We are fortunately able to add to defendant-appellants’ citation of authority on the use of the trust device for a similar purpose of deception. Clearly the offense against - “good morals and sound public policy” is not lessened by the employment of an equitable device. The draftsmen of the Restatement of the Law of Trusts expressly recognize this fact.
“Except as stated in Subsection (2), an intended trust is invalid if the purpose of the settlor in creating the trust is to defraud his creditors or other persons”. American Law Institute, Restatement of Trusts, Vol. 1, sec. 63 (1), p. 199.
“c. Other fraudulent transactions. The rule stated in Subsection (1) is applicable not only where the transfer is made for the purpose of fraudulently concealing the interest of the transferor, but also where it is made for the purpose of clothing the transferee with apparent ownership, provided that this is done for a fraudulent purpose. Thus, if one person pays money to another upon an. agreement that the money will be held in trust for the payor and subsequently returned to him, and this is done for the purpose of so enhancing the credit of the payee that he will be enabled to deceive a third person and induce him to lend money to the payee, the payor cannot ordinarily enforce the intended trust.” American Law Institute, Restatement of Trusts, Vol. 1, sec. 63, p. 201.

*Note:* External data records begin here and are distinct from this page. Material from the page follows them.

PR #357, opened 2017-02-16
Use a retry library to retry calls to the HistoryServer API.

tobz:
It seems like the HistoryServer can get a little choked up on bigger jobs, or by calling it too quickly after the jobs finish.

Now we have a little exponential backoff going on.  We'll try a total of six times to collect the metrics, with an exponential backoff of 2^n*1000ms (n is number of retries) with a maximum of 10000ms delay.

So... 0 seconds delay, then 1s, then 4s, then 10s, and 10s until the retries are up.

### DIFF
--- a/requirements/default.txt
+++ b/requirements/default.txt
@@ -21,7 +21,6 @@ python-dateutil==2.6.0 	# BSD
 python-gnupg==0.3.9	# BSD
 pytz==2016.10		# ZPL
 requests==2.12.4        # Apache 2.0
-retrying==1.3.3
 six==1.10.0		# MIT
 statsd==3.2.1  # MIT
 stevedore==1.19.1 	# Apache 2.0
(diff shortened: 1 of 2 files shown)


brianhw (approved):
LGTM.  We had written our own retry utility code, but this seems easier.  👍

mulby (approved):
Heh - I didn't think this type of simple thing was worth an external dependency. Particularly given all of the difficulties we have with managing versions of `six` (which is a transitive dependency of retrying).

I guess I have a slight preference toward using our utility method given that we already have it.

That said - I don't feel strongly about this and am OK committing it as is.

tobz:
Hmm, I didn't originally realize we had a function for doing backoff.  I also didn't realize that this had a transitive dependency.

Let me take a quick look at what we have, and maybe other existing libraries w/o transitive dependencies.  It'd be nice to standardize things one way or another.

mulby:
here's our existing decorator: https://github.com/edx/edx-analytics-pipeline/blob/master/edx/analytics/tasks/util/retry.py#L21

mulby:
example usage: https://github.com/edx/edx-analytics-pipeline/blob/ccdd27967547b1bfb15fa9a9f30860236bc90134/edx/analytics/tasks/util/edx_api_client.py#L197

mulby (approved):
LGTM

PR #358, opened 2017-02-16
Remove traceback info.

HassanJaveed84:
Remove traceback info(this caused Jenkins marking the build as failed).

### DIFF
--- a/edx/analytics/tasks/export/data_obfuscation.py
+++ b/edx/analytics/tasks/export/data_obfuscation.py
@@ -191,9 +191,12 @@ class ObfuscateCoursewareStudentModule(ObfuscateSqlDumpTask):
         # but merely transform double backslashes.
         state_str = row[4].replace('\\\\', '\\')
         try:
-            state_dict = cjson.decode(state_str, all_unicode=True)
-            # Traverse the dictionary, looking for entries that need to be scrubbed.
-            updated_state_dict = self.obfuscator.obfuscate_structure(state_dict, u"state", user_info)
+            if state_str == 'NULL':
+                updated_state_dict = {}
+            else:
+                state_dict = cjson.decode(state_str, all_unicode=True)
+                # Traverse the dictionary, looking for entries that need to be scrubbed.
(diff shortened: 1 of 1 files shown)


tobz (approved):
LGTM. 👍

edx/analytics/tasks/export/data_obfuscation.py
```diff
@@ -196,7 +196,7 @@ def filter_row(self, row):
             # Traverse the dictionary, looking for entries that need to be scrubbed.
             updated_state_dict = self.obfuscator.obfuscate_structure(state_dict, u"state", user_info)
         except Exception:   # pylint:  disable=broad-except
-            log.exception(u"Unable to parse state as JSON for record %s: type = %s, state = %r",
+            log.warning(u"Unable to parse state as JSON for record %s: type = %s, state = %r",
```
brianhw: I was really imagining just avoiding the error in the first place, by not trying to parse a null entry.  But this is easy enough way to avoid the tracebacks.   The downside is that we lose information in those cases where we really didn't expect an error.

brianhw (commented):
Is it reasonable to just skip the decode when the string is 'null' (or whatever is the failing value)?

edx/analytics/tasks/export/data_obfuscation.py
HassanJaveed84: That makes sense. Would we still want a try/except block to handle other un-parseable state strings(other than 'NULL') ?

brianhw: Sorry for dropping the ball on this.   Do we know what string value we're looking for here?  Is it 'NULL'?  I would add an if statement around the decode/obfuscate inside the try, and set updated_state_dict to {} otherwise.   And I would continue to throw an exception, so when we rerun this again in future, we will know if we're getting an unexpected error.

HassanJaveed84:
@brianhw @mulby should we merge this in if this looks good ?

mulby (approved):

PR #361, opened 2017-03-03
Spike: Added task to load data from S3 into Redshift

HassanJaveed84:


edx/analytics/tasks/common/redshift_load.py
```diff
@@ -0,0 +1,173 @@
...
+                coldefs=coldefs,
+                table_attributes=self.table_attributes)
+
+            connection.cursor().execute(query)
+        else:
+            raise ValueError("create_table() found no columns for %r"
+                             % self.table)
+
+
+    def truncate_table(self, connection):
```
HassanJaveed84, line 103: TRUNCATE command commits the transaction, I think it probably makes sense to use DELETE here(like we do for Vertica). Also, Redshift recommends using VACUUM and ANALYZE after DELETE operations.

edx/analytics/tasks/common/redshift_load.py
```diff
@@ -0,0 +1,173 @@
...
+
+        path = self.s3_load_path()
+        output = self.output()
+        connection = output.connect()
+        cursor = connection.cursor()
+
+        self.init_copy(connection)
+        self.copy(cursor, path)
+
+        self.init_touch(connection)
```
brianhw, line 140: So the main difference of this run() from the original is that it adds this call, and removes the create-table retry.

edx/analytics/tasks/common/redshift_load.py
```diff
@@ -0,0 +1,173 @@
...
+        output.touch(connection)
+        connection.commit()
+
+        # commit and clean up
+        connection.close()
+
+    def copy(self, cursor, f):
+        cursor.execute("""
+         COPY {table} from '{source}'
+         IAM_ROLE 'arn:aws:iam::{id}:role/{role}'
```
brianhw, line 150: ... and this differs in the use of IAM_ROLE instead of CREDENTIALS mainly, but also in the rolling of column_separator into copy_options.

edx/analytics/tasks/common/redshift_load.py
```diff
@@ -0,0 +1,173 @@
...
+from luigi import configuration
+from luigi.contrib.redshift import S3CopyToTable
+from edx.analytics.tasks.insights.enrollments import EnrollmentSummaryRecord
+from edx.analytics.tasks.util.overwrite import OverwriteOutputMixin
+
+log = logging.getLogger(__name__)
+
+
+class RedshiftS3CopyToTable(OverwriteOutputMixin, S3CopyToTable):
+
```
brianhw, line 13: Seems that the only thing really inherited is output(), which returns a RedshiftTarget.  The base code seems to provide (or need to provide) little else.  Somehow I thought there would be more there there.

brianhw (commented):
This looks good to me.  I really had only one tiny  question, and the rest were annotations to myself that may or may not be useful to have as comments.  I was curious what was different from the original support, and I guess I'm still a little curious how different it is from Redshift support in current Luigi, were we to eventually upgrade to the current version.

mulby:
As a spike - this looks great to me!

It will be noticed that the only factual difference between' the real and supposititious cases is the legally irrelevant detail that here the proposed deception is also extended to depositors who have already lent money to the payee bank, and are to be thereby induced to refrain from calling their loans.
The decrees of the District Court are reversed and the causes are remanded with directions to dismiss the bills of complaint.
In this and ensuing citations from the Roman authorities, D. represents the Digest or Pandects (book, title, fragment, and section); G. the Institutes of Gaius (book, and section), and J. the Institutes of Justinian (book, title, and section).